【1】皆さん、用法用量を守って正しくお使いください。 side メルティ
夕暮れ時。
街灯に火が灯されるようになると、ふわりふわりと飲食店からは美味しそうな香りと楽しげな笑い声が流れてくる。
そうして1軒目、2軒目とはしご酒を楽しむ男たちにとって多少の美醜は気にならなくなるような時間帯になると、店の角や馬車の停留所近くに1人、また1人と女たちが服や髪に生花を挿して立ち、花を売っていた。
娼館もあるにはあるが如何せん高級なため一見さんお断りの店が多く、所属している選ばれし女も限られている。

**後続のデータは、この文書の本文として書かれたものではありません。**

PR #1623, opened 2025-09-28
Backfill submission geocache, fixes getodk/central#1373

brontolosone:
Closes getodk/central#1373

Manual testing.

Batching is used because it gives the user some sort of progress meter, which is nice if there's a lot to process and/or their DB is slow. They'll continue to receive visual feedback that there's nothing stuck.

N/A

N/A

### DIFF
--- a/lib/model/migrations/20250928-01-backfill-submission-geocache-createfunction-01.up.sql
+++ b/lib/model/migrations/20250928-01-backfill-submission-geocache-createfunction-01.up.sql
@@ -1,0 +1,85 @@
+
+--- drop: cache_all_submission_geo(only_default_path boolean, batchsize integer) ---
+DROP FUNCTION IF EXISTS "public"."cache_all_submission_geo"() CASCADE;
+
+--- create: cache_all_submission_geo(only_default_path boolean, batchsize integer) ---
+CREATE FUNCTION "public"."cache_all_submission_geo"(only_default_path boolean = false, batchsize integer = NULL)
+RETURNS integer[]
+AS
+    $BODY$
+    WITH extraction_todo AS (
+        SELECT
+            sdef.id as submission_def_id,
+            ffgeo.fieldhash,
+            ffgeo.type as geotype,
+            ffgeo.repeatgroup_cardinality > 0 as isrepeatable,
+            ffgeo.path as fieldpath
+        FROM
+            submission_defs sdef
+            INNER JOIN form_defs fdef ON
+                sdef.current
+                AND
+                (fdef.id = sdef."formDefId")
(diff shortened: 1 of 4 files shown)


lib/model/migrations/20250928-01-backfill-submission-geocache-createfunction-01.up.sql
```diff
@@ -0,0 +1,85 @@
+
+--- drop: cache_all_submission_geo(only_default_path boolean, batchsize integer) ---
+DROP FUNCTION IF EXISTS "public"."cache_all_submission_geo"() CASCADE;
+
+--- create: cache_all_submission_geo(only_default_path boolean, batchsize integer) ---
+CREATE FUNCTION "public"."cache_all_submission_geo"(only_default_path boolean = false, batchsize integer = 9223372036854775807)
```
sadiqkhoja, line 6: can we set the default value of `batchsize` to NULL? I am thinking about cases where selected rows are greater than 9223372036854775807. From the docs:

> LIMIT ALL is the same as omitting the LIMIT clause, as is LIMIT with a NULL argument.

brontolosone: Ah that's handy, `LIMIT NULL`.

lib/model/migrations/20250928-01-backfill-submission-geocache-createfunction.js
```diff
@@ -0,0 +1,43 @@
...
+// the LICENSE file found in the top-level directory of this distribution and at
+// https://www.apache.org/licenses/LICENSE-2.0. No part of ODK Central,
+// including this file, may be copied, modified, propagated, or distributed
+// except according to the terms contained in the LICENSE file.
+
+const fs = require('node:fs');
+const path = require('path');
+
+
+function getSqlFiles(upOrDown) {
```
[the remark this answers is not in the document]
brontolosone: I know, and considered. Most poignant consideration:

Migrations *at any time since their conception* must represent operations that took place with the then-code of when they were applied, yet they can also be run with any then...now-code. Corollary: the migration code shouldn't change (or should only be changed very carefully) along with the rest of the source code. Maybe it should even be "hermetic" if we want to get into fancywordplay. Anyway, extracting this function as you propose makes for a mantrap that's all too easy to fall into, in this respect.

Another consideration is to maintain maximum locality for the hacky workaround for knex's `.raw()` mangling inputs. If you have a problem with difference between what you gave in the honest `.sql` files (your intent) and what actually gets sent to the DB by the migration funhouse, then you can see (and manipulate/adjust) right there, without cascading effects throughout.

そのため庶民が少し背伸びした程度のお金で遊べるのは花売りの女たちだ。
ただし、安い酒があるような賑やかな店の前は要注意である。
「マッチィィィイイイイー!!!!マッチはいかがぁー!?」
「マッチ!!!!合法!!合法マッチありますぅ!!!」
「うちのは成分含有量マックスですわーーー!!!!」
何故なら半年前、火をつけると幻覚が見えるマッチがバカ売れしたのである。
マッチの先―――頭薬に危険薬物が混ぜられてあったため、連続使用すると酩酊状態になり、頭の中枢神経を破壊し、頭痛や吐き気が引き起こされるのに「いい夢が見られる」と依存性は高く、売り物にこっそり1人で手を付けていた少女も、少女の常連客も心肺停止で死亡していた。
危険薬物マッチは未成年の花売りの少女を中心に20名ほどが販売していた。
そのうち半分以上が客と一緒になって使っていたことで、幼い中毒患者の集団は今後病院から生きて出られそうにもなく、世間を騒がせる一大ニュースとなり、少女たちを束ねていた元締めがスピード検挙された。
マッチに塗りこまれていた薬物もマッチ自体もすぐ国で取り締まり対象となり、違法薬物に指定され全て処分されたが、一度か二度使ったことがある軽度のリピーターがあまりにも多かった。
暴動が起きるよりはと、成分は全く違うものの安眠作用が強い薬効を含んだ【鎮痛薬入りマッチ】の販売が許可された。
それがいわゆる【合法マッチ】。
危険薬物マッチが花売り市場に登場し消えるまでに約3ヶ月。
花売り約20名、売れたマッチ箱はおよそ7000箱。
そこから1ヶ月後に登場した合法マッチはこの2ヶ月で花売り約70名、売れたマッチ箱はおよそ40000箱。
今年一番の大ヒット商品である。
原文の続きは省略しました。